How strong inside do you feel? It's possible that he would respond to you simply being calmly assertive, BUT it's also possible that he would react by upping his bad behaviour towards you.How do you think he would react if you said 'This is a marriage, an equal partnership - we work as a team or we don't work at all. This is how it will be from now on: I do things because they are my responsibility, not because you force me. Likewise, you get on with things which are your responsibility'?

What's with the obsession with mess and hoovering? Is he obsessive an controlling about how the house is?

Would he go to counselling?

Could you go to counselling to get some support in dealing with this?

And goodness, no, you have nothing to be ashamed of - or embarrassed about. Many women have been where you are, and it happens to all sorts of people.

Good for you fro recognising that it is, indeed, abusive.

expatinscotland · 07/03/2008 20:14

You really, really need to try to get some help, Icant.

Because people like this don't just change course.

Lulumama · 07/03/2008 20:15

hey you , that is absolutely shit and there is a spare room at lulu towers
for you in this distressing situation

i am amazed you have had hte strenght to withstand it this long

it is abuse

please speak to womens aid

get help to get out

men like him won;t and don;t change

Rhubarb · 07/03/2008 20:16

No, he has made you think that he is emotionally and intellectually more powerful, but he isn't.
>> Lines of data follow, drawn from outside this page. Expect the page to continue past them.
PR #10408, opened 2017-03-24
Speed up shutdown by eliminating unnecessary sleeping

lpsinger:
Eliminate an annoying split-second pause when closing a shell session by reducing unnecessary sleeps while killing background scripts. If there are no bacgkround scripts running, or if they shut down on the first or second attempt, then we can eliminate some pauses.


takluyver:
Thanks!

takluyver:
@meeseeksdev backport

PR #10410, opened 2017-03-24
Remove %profile in perspective of using it in later IPython versions.

Carreau:
Raise an informative error message with both legacy and new behavior.

Prompted by discussion with @stefanv who is not the only one that get confused by `%profile` and think it profiles code. I'm thinking on letting it raise for about a year or two, and then remove/replace by a %prun-like magic (or maybe something like Robert Kern line_profiler)

### DIFF
--- a/IPython/core/magics/basic.py
+++ b/IPython/core/magics/basic.py
@@ -294,13 +294,9 @@ Currently the magic system has the following functions:""",
         prun : run code using the Python profiler
                (:meth:`~IPython.core.magics.execution.ExecutionMagics.prun`)
         """
-        warn("The `%profile` magic has been deprecated since IPython 2.0. Please use "
-             "the value of `get_ipython().profile` instead to see current profile in use.")
-        from IPython.core.application import BaseIPythonApplication
-        if BaseIPythonApplication.initialized():
-            print(BaseIPythonApplication.instance().profile)
-        else:
-            error("profile is an application-level value, but you don't appear to be in an IPython application")
+        raise DeprecationWarning("The `%profile` magic has been deprecated since IPython 2.0. "
+            "and removed in IPython 6.0. Please use the value of `get_ipython().profile` instead "
+            "to see current profile in use. Perhaps you meant to use `%prun` to profile code ?")
 
     @line_magic
     def pprint(self, parameter_s=''):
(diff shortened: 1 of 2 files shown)


IPython/core/magics/basic.py
```diff
@@ -294,13 +294,9 @@ def profile(self, parameter_s=''):
...
                (:meth:`~IPython.core.magics.execution.ExecutionMagics.prun`)
         """
-        warn("The `%profile` magic has been deprecated since IPython 2.0. Please use "
-             "the value of `get_ipython().profile` instead to see current profile in use.")
-        from IPython.core.application import BaseIPythonApplication
-        if BaseIPythonApplication.initialized():
-            print(BaseIPythonApplication.instance().profile)
-        else:
-            error("profile is an application-level value, but you don't appear to be in an IPython application")
+        raise DeprecationWarning("The `%profile` magic has been deprecated since IPython 2.0. "
```
minrk: Do you mean `warnings.warn(...)`? Raise gives a traceback, which I don't think we want.

IPython/core/magics/basic.py
```diff
@@ -294,13 +294,9 @@ def profile(self, parameter_s=''):
...
+            "and removed in IPython 6.0. Please use the value of `get_ipython().profile` instead "
+            "to see current profile in use. Perhaps you meant to use `%prun` to profile code ?")
```
minrk: No space before `?`

IPython/core/magics/basic.py
Carreau: No, I meant raise. It has been printing a warning for already 4 versions.
The alternative is to just remove it, but then there is no explanation message. 
I want at least 1 version where calling this function is an error (raise exception or not present). To not have 2 consecutive versions where `%profile` is a valid magic.

IPython/core/magics/basic.py
Carreau: Removed. I don't think I'll ever get used to this english convention.

IPython/core/magics/basic.py
minrk: raising a DeprecationWarning seems odd, and shows a largely uninformative error. It's also not a deprecation anymore if it doesn't work. Maybe raise UsageError, then?

Carreau: Done.

Carreau:
Thanks.

PR #10414, opened 2017-03-27
update author email

minrk:
now that list is on python.org


Carreau:
@meeseeksdev backport

PR #10419, opened 2017-03-29
Fix is_event_loop_running_qt4 and is_event_loop_running_wx for ipytho…

### LINKED ISSUE #9974: is_event_loop_running_qt4 seems broken in IPython 5

bergtholdt:
…n kernels

basically using the "old way" of detecting

fixed #9974

### DIFF
--- a/.travis.yml
+++ b/.travis.yml
@@ -8,11 +8,10 @@ python:
     - 3.3
 sudo: false
 before_install:
-    - git clone --quiet --depth 1 https://github.com/minrk/travis-wheels travis-wheels
     - 'if [[ $GROUP != js* ]]; then COVERAGE=""; fi'
 install:
-    - pip install "setuptools>=18.5" pip --upgrade
-    - pip install -f travis-wheels/wheelhouse -e file://$PWD#egg=ipython[test] --upgrade
+    - pip install setuptools pip --upgrade
+    - pip install -e file://$PWD#egg=ipython[test] --upgrade
     - pip install codecov --upgrade
 script:
     - cd /tmp && iptest --coverage xml && cd -


minrk:
I think it's not in the `is_event_loop_running` where the check is wrong, but rather in `start_event_loop`. I think It'll be more sustainable to fix this by not calling `start_event_loop` in ipykernel, instead calling a dedicated function in the ipykernel package.

minrk:
With https://github.com/ipython/ipykernel/issues/241, I think guisupport can be left alone. Thanks for tracking this down!

PR #10426, opened 2017-04-06
Ignore all exceptions in getargspec()

jdemeyer:
Sage overrides `getargspec()` and it can raise all kind of exceptions, not just `TypeError` or `AttributeError`.


Carreau:
Thanks

PR #10436, opened 2017-04-10
Polish release docs.

Carreau:


Carreau:
That's just docs.

Travis is happy on 4 out of 5 Python, so I'm merging and will do an RC.

Issue #10438, opened 2017-04-11
Outreach re: ipython 6.0.0rc1 breaking builds of related projects on Python 2.7


nealmcb:
After the [ipython 6.0.0rc1 release](https://github.com/ipython/ipython/releases/tag/6.0.0rc1), the [python-fire](https://github.com/google/python-fire) project ran in to Travis CI failures for internal builds, as noted in https://github.com/google/python-fire/issues/57

It would be helpful to have more readily visible or even proactive advice on how to configure `setup.py`, pip, and other dependency-management systems for a wide variety of use cases.  E.g. how to configure a project to depend on ipython 6 for supported python versions, but version 5 otherwise.

nealmcb:
The discussion in https://github.com/ipython/ipython/pull/9900 is pointed to from the README, and was indeed proactive and very helpful. But it only covers the case "I'm installing IPython itself".  Extending that effort with tips for the other projects which depend on IPython (and also have naive users doing source builds) is what I'm talking about here.

A blog post about 6.0.0rc1 and its impact would be most welcome.

nealmcb:
It looks offhand like [pypi-data](https://github.com/nathforge/pypi-data) could be used to find most of the pip-installable packages that depend on IPython.

willingc:
Hi @nealmcb,

I'll let @takluyver and @carreau provide more details on the possibility of editing error messages/install messages on discontinuing 2.7 support beyond the IPython 5 LTS release.

>It would be helpful to have more readily visible or even proactive advice on how to configure setup.py, pip, and other dependency-management systems for a wide variety of use cases. E.g. how to configure a project to depend on ipython 6 for supported python versions, but version 5 otherwise.

We can definitely look at the docs and README to further highlight Python 2 support and IPython 5 LTS.

> A blog post about 6.0.0rc1 and its impact would be most welcome.

Thanks for the suggestion. We typically do blog posts for major releases and mailing list posts for release candidates.

Thanks!

takluyver:
Many packages are only uploaded as source packages, and the setup script can ask for different dependencies depending on the environment (e.g. require x only on Windows, or only on Python 2). So you can't have a static list of all a packages dependencies in general.

There are better ways to handle conditional dependencies now - you can make a static list with 'environment markers' to filter which ones are used. If packages provide the information, PyPI can record dependencies (e.g. [astsearch](https://pypi.python.org/pypi/astsearch) shows the dependency on astcheck). But many packages don't.

[...]

PR #10439, opened 2017-04-11
Add an important directive for Py2/Py3 support

willingc:
@Carreau and @takluyver, here is some suggested wording to address comments in #10438. The rst directive didn't render well on GitHub so feel free to modify. (I'm traveling today).


takluyver:
I've made it not a directive, because for the README I think the rendering on Github matters. I've also made the description about 5.x refer only to Python 2.7 - we already dropped support for 2.6 some time ago, and we weren't explicitly supporting Py 3.2, whether or not it worked.

willingc:
Perfect @takluyver. Ship it!

PR #10446, opened 2017-04-12
Setup.py cleanup

takluyver:
I went to polish the pip version check @Carreau added yesterday, and then I noticed that we also have code lying around to build and upload Windows installers, which we haven't done since [IPython 0.10](https://pypi.python.org/pypi/ipython/0.10) in 2010.

I don't think we're going to go back to building Windows installers with distutils. Packaging tools have improved the experience for Windows users (e.g. pip can create `ipython.exe` so IPython is accessible at the command line), and we often point people to all-in-one bundles such as Anaconda. I do want to keep thinking about how people get our software, but I don't think GUI installers for a single package make that easier.


setup.py
```diff
@@ -17,24 +17,26 @@
...
         import pip
         pip_version = tuple([int(x) for x in pip.__version__.split('.')[:3]])
-        print(pip_version)
         if pip_version < (9, 0, 1) :
-            pip_message = 'You pip version is out of date, please install pip >= 9.0.1.'\
+            pip_message = 'Your pip version is out of date, please install pip >= 9.0.1. '\
             'pip {} detected.'.format(pip.__version__)
+        else:
+            # pip is new enough - it must be something else
+            pip_message = ''
```
Carreau: I think it might be that the pip you find is more recent than the pip you install if pip get upgraded as same time as IPython. But fair enough.

PR #14084, opened 2023-05-22
Try fixing the nightly wheels action

martinfleis:
Trying to fix the syntax of the nightly wheels action. The linter was also complaining about missing `jobs:` so added that as well.

cc @Carreau


martinfleis:
Ah, it seems @Carreau was faster and done the same in dde5a72

PR #14085, opened 2023-05-22
fix nightly action repo name

martinfleis:
Fixing the action repo name.


martinfleis:
@Carreau this should make it work.

PR #14091, opened 2023-06-02
Fix syntax error 3.12

Carreau:


pablogsal:
@Carreau I have been investigating if we can do something upstream to help here. I did some experiments and seems that if we keep the same error types and we adapt some of the text of the errors (as you are comparing the text of the error themselves in several parts) we can reduce substantially the failures. Also, there are some parts of IPython that are not testing what they should be (they are assuming that invalid code is valid) so after fixing that this is what's failing:

```
FAILED IPython/core/tests/test_inputsplitter.py::InputSplitterTestCase::test_check_complete - AssertionError: Tuples differ: ('incomplete', 2) != ('incomplete', 0)
FAILED IPython/core/tests/test_inputsplitter.py::IPythonInputTestCase::test_syntax_multiline - AssertionError: "get_ipython().run_line_magic('pinfo', 'foo')\nbar'''" != "'''foo?\nbar'''"
FAILED IPython/core/tests/test_inputsplitter.py::IPythonInputTestCase::test_syntax_multiline_cell - AssertionError: "get_ipython().run_line_magic('pinfo', 'foo')\nbar'''" != "'''foo?\nbar'''"
FAILED IPython/core/tests/test_inputsplitter.py::test_find_next_indent - AssertionError: 5 != 4 (expected)
FAILED IPython/core/tests/test_inputtransformer2.py::test_check_make_token_by_line_never_ends_empty - IndexError: list index out of range
FAILED IPython/core/tests/test_inputtransformer2.py::test_find_assign_system - AttributeError: 'NoneType' object has no attribute 'start_line'
FAILED IPython/core/tests/test_inputtransformer2.py::test_check_complete_param[(\n))-incomplete-0] - AssertionError: assert ('invalid', None) == ('incomplete', 0)
FAILED IPython/core/tests/test_inputtransformer2.py::test_check_complete_param[a \\ -invalid-None] - AssertionError: assert ('incomplete', 0) == ('invalid', None)
FAILED IPython/core/tests/test_inputtransformer2.py::test_check_complete - AssertionError: assert ('complete', None) == ('incomplete', 2)
FAILED IPython/core/tests/test_interactiveshell.py::InteractiveShellTestCase::test_var_expand_local - KeyError: 'test'
FAILED IPython/core/tests/test_interactiveshell.py::InteractiveShellTestCase::test_var_expand_self - KeyError: 'cTest'
```

The last two seem unrelated to the tokenizer (I tested by reverting the `tokenize` changes and they still fail).

For the rest, seems that some are just positions of the errors due to the fact that we add some `NL` token before the `EOF` error is raised while the other tokenizer does not (that we cannot fix, but should be easy enough to adapt).

The others probably require some investigation.

Carreau:
Many thinks for pitching in.

I would appreciate any help, and I was not able to spend much time investigating so I'll trust what you are saying. My main problem is the time I can spend on IPython is becoming a bit more rare every month.

Some of that code also likely pre-date me joining the IPython team, so I would have to also figure out what was meant.

pablogsal:
@Carreau probably we should close this as https://github.com/ipython/ipython/pull/14107 addresses these issues already (and more)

That's part of their game. I used to self harm, I couldn't find my voice, I thought I was stupid. Now I see that he is the one who was thick and he needed to put me down to prove his cleverness. Intelligent people don't need to put other people down, only thickos do that.

Icanttakeanymore · 07/03/2008 20:16

It's been small drips, and highs and lows.
Sometimes we go through an amazing patch, and sometimes just weeks of bad times.

I now there is more I could be doing to help us, and maybe that gives him reason to be like this.